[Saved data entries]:
○ ○ ○ ○
PR #2670, opened 2023-06-12
Add documentation for dataset factories feature

ankatiyar:
> **NOTE:** Kedro datasets are moving from `kedro.extras.datasets` to a separate `kedro-datasets` package in
> [`kedro-plugins` repository](https://github.com/kedro-org/kedro-plugins). Any changes to the dataset implementations
> should be done by opening a pull request in that repository.
## Description

Resolve #2666 
To be merged with/after https://github.com/kedro-org/kedro/pull/2635

## Development notes

Documentation for the dataset factories feature to the "The Data Catalog" page. 

## Checklist

- [ ] Read the [contributing](https://github.com/kedro-org/kedro/blob/main/CONTRIBUTING.md) guidelines
- [ ] Opened this PR as a 'Draft Pull Request' if it is work-in-progress
- [ ] Updated the documentation to reflect the code changes
- [ ] Added a description of this change in the [`RELEASE.md`](https://github.com/kedro-org/kedro/blob/main/RELEASE.md) file
- [ ] Added tests to cover my changes

Issue #2791, opened 2023-07-12
Add `kedro catalog resolve` CLI command


AhdraMeraliQB:
## Description
Child of #2603

Issue #2723, opened 2023-06-23
Rectify "modular pipelines" terminology


astrojuanlu:
## Description
We're making various distinctions in our documentation about "Pipelines" and "Modular pipelines", for example in the TOC:

![image](https://github.com/kedro-org/kedro/assets/316517/07667e88-c6e1-449a-b88c-8b03a0b1f26d)

And in our wording:

> In many typical Kedro projects, a single (“main”) pipeline increases in complexity as the project evolves. To keep your project fit for purpose, we recommend that you create modular pipelines, which are logically isolated and can be reused.

> This wrapper really unlocks the power of modular pipelines.
> `from kedro.pipeline.modular_pipeline import pipeline`

To the point that I believed namespaces were the same as modular pipelines.

However, it turns out that Pipelines and Modular Pipelines are mostly the same thing, and that `kedro.pipeline.modular_pipeline.pipeline` is not a wrapper over `kedro.pipeline.pipeline`: they're the same function.

https://github.com/kedro-org/kedro/blob/160fd6bc66d4d780652dd77499abeb23e13f1c09/kedro/pipeline/__init__.py#L5

This is also related from this comment that I didn't fully understand back then: https://github.com/kedro-org/kedro/issues/2402#issuecomment-1460087177

## Context

It's a key concept for reusability that many users use.

## Possible Implementation
- Remove mentions of "modular pipelines", just talk about "pipelines", some of which are _registered_ (in `pipeline_registry.register_pipelines`) and some of which aren't.
- In the pages that currently talk about "modular pipelines", replace the wording by "namespaced pipelines" or just "namespaces".
- Remove mentions to `kedro.pipeline.modular_pipeline.pipeline` and just use `kedro.pipeline.pipeline` everywhere. (xref #712)

## Possible Alternatives
There are maybe less disruptive paths but I can't think of alternative ways of rectifying the current terminology.

astrojuanlu:
> **Maybe** ❓ Move `pipeline` from `modular_pipeline.py` to `pipeline.py` and delete `modular_pipeline.py`. This would break any imports `from kedro.pipeline.modular_pipeline import pipeline` but not `from kedro.pipeline import pipeline`

This!

stichbury:
[...]

Issue #2402, opened 2023-03-08
Merge `kedro pipeline` and `kedro registry`


astrojuanlu:
## Description
(Comes from [Slack](https://linen.dev/s/kedro/t/9712189/hi-folks-is-there-a-cli-command-to-show-the-available-pipeli#e0983ec7-211d-4cc9-9188-3c699deb2470))

Since `kedro pipeline` and `kedro registry` are both somewhat related to the pipeline registry, I propose we merge both to have

- `kedro pipeline list` (formerly in `kedro registry`)
- `kedro pipeline describe` (formerly in `kedro registry`)
- `kedro pipeline create`
- `kedro pipeline delete`

and therefore deprecate, and eventually remove, `kedro registry`.

@merelcht points out that "We’d need to clearly define what the difference is between a “registered” pipeline and just pipelines that exist, but aren’t part of any run command e.g. if the user has changed what’s run by default".

## Context
I was trying to get a list of available pipelines, which was available behind `kedro registry` but not `kedro pipeline`.

astrojuanlu:
I now understand that these two should not be _merged_. If anything, we could have a `kedro pipeline list` that lists _all_ the pipelines (even non-registered ones), but we should assess how useful this would be.

PR #2796, opened 2023-07-14
Add `kedro catalog factory list` CLI command

AhdraMeraliQB:
Ignore the target branch for now, #2793 to be merged first.

## Description
This PR introduces the command `kedro catalog factory list \<edited\> which lists out all dataset factories in the catalog config in order of how they are matched (i.e. if an explicitly named dataset could match several of the factories in the catalog, it would be resolved with the first on the list.)

The priority is determined as such:
1. Decreasing specificity (number of characters outside the curly brackets)
2. Decreasing number of placeholders (number of curly bracket pairs)
3. Alphabetically

### Question for reviewers
An alternative suggestion for the name of the command was `kedro catalog patterns`. I went with factories to attempt to streamline the terminology used in the docs and other communications, but am otherwise impartial. Any thoughts on this?

#### Added note on streamlining the terminology
It looks like `dataset factory` is equiv to `factory pattern`, `catalog factory`, `dataset pattern`, `dataset factory pattern` and others that have been used interchangeably. As per #2670 any mentions of a catalog entry that makes use of placeholders will be referred to as a `dataset factory`. `Catalog factories` refer to all dataset factories within a specific catalog.

## What this means in practice / Why this is useful
As seen in the test case, a catalog is created with the following patterns:

1. `an_example_{place}_{holder}`,
2.  `an_example_{placeholder}`,
3.  `an_{example_placeholder}`,
5.  `on_{example_placeholder}`,

The explicitly declared `an_example_data_set` could match any of patterns 1, 2, or 3: `an_example_{data}_{set}`, `an_example_{data_set}`, `an_{example_data_set}`. Priority matching means that it will be resolved with the first pattern.
`kedro catalog factories` allows users to confirm the order in which factory patterns are considered for matching.

## Checklist

### DIFF
--- a/kedro/framework/cli/catalog.py
+++ b/kedro/framework/cli/catalog.py
@@ -179,7 +179,7 @@ def create_catalog(metadata: ProjectMetadata, pipeline_name, env):
         click.echo("All datasets are already configured.")
 
 
-@catalog.command("factories")
+@catalog.command("factory list")
 @env_option
 @click.pass_obj
 def list_patterns(metadata: ProjectMetadata, env):
--- a/kedro/framework/cli/catalog.py
+++ b/kedro/framework/cli/catalog.py
@@ -193,7 +193,10 @@ def list_factories(metadata: ProjectMetadata, env):
     context = session.load_context()
 
     catalog_factories = context.catalog._dataset_patterns
-    click.echo(yaml.dump(list(catalog_factories.keys())))
+    if catalog_factories:
+        click.echo(yaml.dump(list(catalog_factories.keys())))
+    else:
+        click.echo("There are no dataset factories in the catalog.")
 
 
 def _add_missing_datasets_to_catalog(missing_ds, catalog_path):
--- a/kedro/framework/cli/catalog.py
+++ b/kedro/framework/cli/catalog.py
@@ -179,7 +179,11 @@ def create_catalog(metadata: ProjectMetadata, pipeline_name, env):
         click.echo("All datasets are already configured.")
 
 
-@catalog.command("factory list")
+@catalog.group()
+def factory():
+    """Command for working with catalog factories"""
+
+@factory.command("list")
 @env_option
 @click.pass_obj
 def list_patterns(metadata: ProjectMetadata, env):
--- a/kedro/framework/cli/catalog.py
+++ b/kedro/framework/cli/catalog.py
@@ -179,6 +179,18 @@ def create_catalog(metadata: ProjectMetadata, pipeline_name, env):
         click.echo("All datasets are already configured.")
 
 
+@catalog.command("factories")
+@env_option
+@click.pass_obj
+def list_patterns(metadata: ProjectMetadata, env):
+    "Show all factory patterns in catalog, ranked by priority by which they are matched"
+    session = _create_session(metadata.package_name, env=env)
+    context = session.load_context()
+
+    catalog_factories = context.catalog._dataset_patterns
+    click.echo(yaml.dump(list(catalog_factories.keys())))
+
+
 def _add_missing_datasets_to_catalog(missing_ds, catalog_path):
     if catalog_path.is_file():
         catalog_config = yaml.safe_load(catalog_path.read_text()) or {}
--- a/kedro/framework/cli/catalog.py
+++ b/kedro/framework/cli/catalog.py
@@ -181,13 +181,14 @@ def create_catalog(metadata: ProjectMetadata, pipeline_name, env):
 
 @catalog.group()
 def factory():
-    """Command for working with catalog factories"""
+    """Commands for working with catalog dataset factories"""
+
 
 @factory.command("list")
 @env_option
 @click.pass_obj
-def list_patterns(metadata: ProjectMetadata, env):
-    "Show all factory patterns in the catalog, ranked by priority by which they are matched."
+def list_factories(metadata: ProjectMetadata, env):
+    """Show all dataset factories in the catalog, ranked by priority by which they are matched."""
     session = _create_session(metadata.package_name, env=env)
     context = session.load_context()
 
--- a/kedro/framework/cli/catalog.py
+++ b/kedro/framework/cli/catalog.py
@@ -183,7 +183,7 @@ def create_catalog(metadata: ProjectMetadata, pipeline_name, env):
 @env_option
 @click.pass_obj
 def list_patterns(metadata: ProjectMetadata, env):
-    "Show all factory patterns in catalog, ranked by priority by which they are matched"
+    "Show all factory patterns in the catalog, ranked by priority by which they are matched."
     session = _create_session(metadata.package_name, env=env)
     context = session.load_context()
 
--- a/tests/framework/cli/test_catalog.py
+++ b/tests/framework/cli/test_catalog.py
@@ -419,3 +419,28 @@ def test_list_catalog_factories(
 
     assert yaml_dump_mock.call_count == 1
     assert yaml_dump_mock.call_args[0][0] == expected_patterns_sorted
+
+
+@pytest.mark.usefixtures(
+    "chdir_to_dummy_project",
+    "fake_load_context",
+)
+def test_list_factories_with_no_factories(
+    fake_project_cli, fake_metadata, fake_load_context
+):
+    mocked_context = fake_load_context.return_value
+
+    catalog_data_sets = {
+        "iris_data": CSVDataSet("test.csv"),
+        "intermediate": MemoryDataset(),
+        "not_used": CSVDataSet("test2.csv"),
+    }
+    mocked_context.catalog = DataCatalog(data_sets=catalog_data_sets)
+
+    result = CliRunner().invoke(
+        fake_project_cli, ["catalog", "factory", "list"], obj=fake_metadata
+    )
+
+    assert not result.exit_code
+    expected_output = "There are no dataset factories in the catalog."
+    assert expected_output in result.output
--- a/tests/framework/cli/test_catalog.py
+++ b/tests/framework/cli/test_catalog.py
@@ -406,7 +406,7 @@ def test_list_catalog_factories(
     )
 
     result = CliRunner().invoke(
-        fake_project_cli, ["catalog", "factory list"], obj=fake_metadata
+        fake_project_cli, ["catalog", "factory", "list"], obj=fake_metadata
     )
     assert not result.exit_code
 
--- a/tests/framework/cli/test_catalog.py
+++ b/tests/framework/cli/test_catalog.py
@@ -397,7 +397,9 @@ def test_list_catalog_factories(
 ):
     yaml_dump_mock = mocker.patch("yaml.dump", return_value="Result YAML")
     mocked_context = fake_load_context.return_value
-    mocked_context.catalog = DataCatalog.from_config(fake_catalog_with_overlapping_factories)
+    mocked_context.catalog = DataCatalog.from_config(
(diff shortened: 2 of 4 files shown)


ankatiyar:
Implementation wise, manually tested and it works as expected! 💯 
Suggestion on the name of the commands -
Could we do something like `kedro catalog factories --list` and `kedro catalog factories --resolve` for https://github.com/kedro-org/kedro/issues/2791? IMO `kedro catalog factories` does not explain what it does enough.
We could even do `kedro catalog list --factories` for this. Would like to hear what everyone else thinks?

merelcht:
> Implementation wise, manually tested and it works as expected! 💯 Suggestion on the name of the commands - Could we do something like `kedro catalog factories --list` and `kedro catalog factories --resolve` for #2791? IMO `kedro catalog factories` does not explain what it does enough. We could even do `kedro catalog list --factories` for this. Would like to hear what everyone else thinks?

I think this is an interesting point. I tend to agree that `kedro catalog factories` isn't very self explanatory. It would be good to get @amandakys's designer point of view. We need to ensure this is consistent with the other CLI commands, just like the exercise we did for `kedro run` and all the flags there.

amandakys:
I had a look at the existing 'list' style commands and we have:

`kedro catalog list` - list datasets per pipeline per type 
-  also has the optional argument `--pipelines` that allows you to further narrow down the list of datasets returned by pipeline name. 
`kedro registry list` - list all registered pipelines in your project 
we also have `kedro registry describe` which outputs all the nodes in a specified pipeline 
___
As a note here - it could be more intuitive to reduce the number of keywords by changing `kedro registry describe` to be `kedro registry list --pipelines=<pipeline-name>` or `kedro register list --nodes --pipelines=<pipeline-name>`. There is potential for discussion here on our use of arguments, when to use <pipeline-name> as a input vs as an argument to a `--pipeline` flag. If there was interest in this work i'd be happy to do an audit 
___

The convention appears to be putting the verb at the end of the command with additional parameters being used to narrow down the output. So initial thoughts would be that `kedro catalog factory list` is the most consistent. 

However, it does depend on whether there are future plans for providing different types of outputs to allow users to better understand their catalog i.e. returning a full 'expanded' catalog, or providing a dataset name and returning which pattern it matched. In this case we could consider the addition of another key word like `resolve` or adding arguments to the `list` command like `--datasets`

astrojuanlu:
xref https://github.com/kedro-org/kedro/issues/2402 and https://github.com/kedro-org/kedro/issues/2723

merelcht:
Thanks for the detailed analysis @amandakys ! I think reading this and keeping in mind that we have https://github.com/kedro-org/kedro/issues/2791 coming up I would suggest going for `kedro catalog factory list` and then the command for https://github.com/kedro-org/kedro/issues/2791 can be `kedro catalog factory resolve`.

kedro/framework/cli/catalog.py
```diff
@@ -179,6 +179,18 @@ def create_catalog(metadata: ProjectMetadata, pipeline_name, env):
         click.echo("All datasets are already configured.")
 
 
+@catalog.command("factories")
+@env_option
+@click.pass_obj
+def list_patterns(metadata: ProjectMetadata, env):
+    "Show all factory patterns in catalog, ranked by priority by which they are matched"
```
merelcht, line 186: Nit:
```suggestion
    "Show all factory patterns in the catalog, ranked by priority by which they are matched."
```

tests/framework/cli/test_catalog.py
```diff
@@ -360,3 +383,35 @@ def test_bad_env(self, fake_project_cli, fake_metadata):
 
         assert result.exit_code
         assert "Unable to instantiate Kedro session" in result.output
+
+
+@pytest.mark.usefixtures(
+    "chdir_to_dummy_project", "fake_load_context", "mock_pipelines"
+)
+def test_list_catalog_factories(
```
merelcht, line 391: I think it would also be useful to show where an exact match will show up (should be at the top).

merelcht: E.g. a catalog entry without any placeholders.

merelcht (commented):
This looks good! I left some small comments. When those are resolved + the name of the command this will be pretty much ready for merging 🙂

AhdraMeraliQB:
Coverted back to draft as currently only works with `kedro catalog "factory list"` and not `kedro catalog factory list`

kedro/framework/cli/catalog.py
```diff
@@ -179,6 +179,18 @@ def create_catalog(metadata: ProjectMetadata, pipeline_name, env):
         click.echo("All datasets are already configured.")
 
 
+@catalog.command("factory list")
+@env_option
+@click.pass_obj
+def list_patterns(metadata: ProjectMetadata, env):
+    "Show all factory patterns in the catalog, ranked by priority by which they are matched."
```
SajidAlamQB, line 186:
```suggestion
    """Show all factory patterns in the catalog, ranked by priority by which they are matched."""
```

kedro/framework/cli/catalog.py
```diff
@@ -179,6 +179,18 @@ def create_catalog(metadata: ProjectMetadata, pipeline_name, env):
...
+    session = _create_session(metadata.package_name, env=env)
+    context = session.load_context()
+
+    catalog_factories = context.catalog._dataset_patterns
+    click.echo(yaml.dump(list(catalog_factories.keys())))
```
SajidAlamQB, line 191:
```suggestion
    dataset_patterns = context.catalog._dataset_patterns
    click.echo(yaml.dump(list(dataset_patterns.keys())))
```
minor nitpick since we are using `_dataset_patterns` might be more fitting to call this `dataset_patterns`.

tests/framework/cli/test_catalog.py
```diff
@@ -360,3 +387,35 @@ def test_bad_env(self, fake_project_cli, fake_metadata):
...
```
SajidAlamQB, line 395: Should we add some failure test cases for example, testing empty or invalid DataCatalog configuration?

SajidAlamQB (commented):
I think the implementation looks good and concise the test are also well-structured and verifies the core functionality. I've just left some minor comments and nitpicks. I think it will be ready to merge once the the other reviewer comments are also addressed. Happy to approve once thats done. 😄

kedro/framework/cli/catalog.py
AhdraMeraliQB: I think there will still be some inconsistency, with the change we will still be dumping "dataset patterns" under the name catalog factories 🤔. How about `catalog_factory_patterns`? A tad verbose but more readable/understandable.

tests/framework/cli/test_catalog.py
AhdraMeraliQB: Good catch!

Following the test setup for `kedro catalog list` neither of these cases are tested for. Behaviour-wise an invalid catalog produces an error for both `kedro catalog list` and `kedro catalog factory list`. An empty catalog leaves all datasets in the pipeline to be described as a default dataset for `kedro catalog list`, and an empty set `[ ]` to be output by `kedro catalog factory list`. The same empty set is output for a valid catalog with no patterns.

 I think catching it and returning a "There are no dataset factory patterns in the catalog" message should suffice, and then adding a test case to ensure it's output where it should be.

AhdraMeraliQB:
Another question for reviewers - I've refactored `test_get_cli_structure_help` with two approaches, [iterative](https://github.com/kedro-org/kedro/pull/2796/commits/49bf326645b90b5668fa233f200fe580581d941c) and [recursive](https://github.com/kedro-org/kedro/pull/2796/commits/e7723e912ea2e190d6c41372806ff542fe5a86a5). I'm not particularly partial to either method; whilst iteration is faster and more memory-efficient, we are not handling any considerable amounts of data with this test. 

Does anyone have any opinions on this?

tests/framework/cli/test_catalog.py
AhdraMeraliQB: Added in [a8657db](https://github.com/kedro-org/kedro/pull/2796/commits/a8657db7e146de1e7b0a0667d13ba642d0ef30d8)

kedro/framework/cli/catalog.py
AhdraMeraliQB: Added clarification to the docstring, and some comments on consistency to the PR description. Let me know if you think the variables should still be updated!

kedro/framework/cli/catalog.py
AhdraMeraliQB: Changed in [4aa5bf8](https://github.com/kedro-org/kedro/pull/2796/commits/4aa5bf870d1737e1e9cd18bdfd6a90ef30913742)

AhdraMeraliQB:
Also to note - the code that is tested by `test_get_cli_structure_help` (and the tests themselves) are duplicated in `kedro-telemetry` which brings two things:
1. Any refactoring decided here should be applied there
2. Why do we have duplicate code? Can it be removed from Kedro framework?

tests/tools/test_cli.py
```diff
@@ -139,17 +139,18 @@ def test_get_cli_structure_help(self, mocker, fake_metadata):
...
-                    )
-            elif isinstance(v, str):
-                assert v.startswith("Usage:  [OPTIONS]")
+        self.recursive_cli_structure_test(help_cli_structure["kedro"])
 
         assert sorted(list(help_cli_structure["kedro"])) == sorted(
             DEFAULT_KEDRO_COMMANDS
         )
+
+    def recursive_cli_structure_test(self, structure):
```
merelcht, line 148: Nice one! 👍 Maybe just rename it to something like `recursively_check_cli_structure`

merelcht (approved):
Great work @AhdraMeraliQB ! ⭐ The recursive approach in the cli test is great 👍

kedro/framework/cli/catalog.py
SajidAlamQB: Happy to leave as is.

tests/tools/test_cli.py
AhdraMeraliQB: Renamed in [0b04fa4](https://github.com/kedro-org/kedro/pull/2796/commits/0b04fa477da7f6d62662c7b243a1bf61bbb26943)

noklam (approved):
Implementations look all good so I approve it.

IMO I am not a fan of `kedro catalog factory list`, this is hard to remember and I have never run any cli that is 4 levels deep.  While `data factory` is something we called, I really think this should be just an advance feature of `catalog`. Similarly we have `kedro pipeline` instead of `kedro modular_pipeline`.

astrojuanlu:
I agree with @noklam that `kedro catalog factory list` seemed unusually long for me as well. @amandakys point above about consistency is important though 🤔 @noklam do you have any alternatives in mind, taking into account the discussion above?

I agree we should try to limit bikeshedding

noklam:
In my mind I prefer just kedro catalog list and introduce new arguments - - resolve for the addition functions

Pro:
* consistent with the current command, less intrusive. 

Cons:
* May blurred things a bit but I don't think this is too important. 

If we are going to change these CLI, it's a breaking change and we cannot add it later. Introducing a new command is not breaking but it is more intrusive we introduce a new one and later reactor it into other commands.

AhdraMeraliQB:
After discussion with @merelcht, @noklam, @amandakys, @ankatiyar, and @astrojuanlu we have decided to implement this functionality under the command `kedro catalog rank`, and keep #2791 as `kedro catalog resolve`. As this affects several choices made on this branch, I will be closing this in favour of a new, clean PR.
○ ○ ○ ○
[YOUR GOAL]:
What is the number of lines in the records that contain the string "back"? Give only that number.

[TASK RESULT]:
2